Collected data
══════════

Issue #5000, opened 2026-05-24
🐛 Bug: useAgent: agent.subscribe() throws "Cannot read properties of undefined (reading 'subscribers')" on mount


codeonym:
### ♻️ Reproduction Steps

```tsx
import { useAgent } from "@copilotkit/react-core/v2";
import { useEffect } from "react";

function useAgentSubscriber(agentId: string) {
  const { agent } = useAgent({ agentId });

  useEffect(() => {

    // Throws on first render:
    // TypeError: Cannot read properties of undefined (reading 'subscribers')
    const sub = agent.subscribe({
      onRunFinalized: (params) => console.log(params),
    });

    return () => sub.unsubscribe();
  }, [agent]);
}
```

### ✅ Expected Behavior

`agent.subscribe()` should be safe to call as soon as `useAgent()` returns the agent. If initialization is **async**, the hook should expose an `isReady` flag so consumers can guard accordingly:

```tsx
const { agent, isReady } = useAgent({ agentId });

useEffect(() => {
  if (!isReady) return;

  const sub = agent.subscribe({
    onRunFinalized: (params) => console.log(params),
  });

  return () => sub.unsubscribe();
}, [agent, isReady]);
```

### ❌ Actual Behavior

Calling agent.subscribe() inside a useEffect immediately after useAgent() returns throws at runtime:

```
TypeError: Cannot read properties of undefined (reading 'subscribers')
    at AbstractAgent.subscribe
```
The hook always returns an AbstractAgent instance — never null — so there is no signal to know when the agent is fully initialized and safe to call subscribe() on.

### 𝌚 CopilotKit Version

```shell
├── @copilotkit/react-core@1.57.1
├── @copilotkit/react-ui@1.57.1
├── @copilotkit/runtime@1.57.1
```

### 📄 Logs (Optional)

```shell

```

codeonym:
The current type declaration says agent is always an AbstractAgent:

```tsx
declare function useAgent({
  agentId,
  updates,
  throttleMs
}?: UseAgentProps): {
  agent: AbstractAgent;
};
```

PR #5005, opened 2026-05-26
fix: use-agent - return provisional agent on Error status instead of throwing

deepshekhardas:
## Description

When the runtime connection status is \Error\, \useAgent()\ was falling through to the 'unknown agent' error path and throwing. This caused crashes on transient network issues or auth token refreshes.

### \use-agent.tsx\
- Added \CopilotKitCoreRuntimeConnectionStatus.Error\ to the provisional agent check alongside \Disconnected\ and \Connecting\
- On Error status, return a \ProxiedCopilotRuntimeAgent\ instead of throwing, allowing the UI to gracefully reconnect when the runtime recovers


BenTaylorDev:
Closing in favor of #5424 — that PR is the canonical fix for #5000 (`agent.subscribe()` on a detached agent) on the current flat package tree (`packages/core/src/agent.ts` + `packages/react-core/src/v2/hooks/`). This PR targets the retired `packages/v2/` tree and won't apply. Let's land it in #5424.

══════════

▶ Exercise aim
All lines of the records above with the word "useEffect" in them are to be copied.

▶ Problem solution
import { useEffect } from "react";
  useEffect(() => {
useEffect(() => {
Calling agent.subscribe() inside a useEffect immediately after useAgent() returns throws at runtime:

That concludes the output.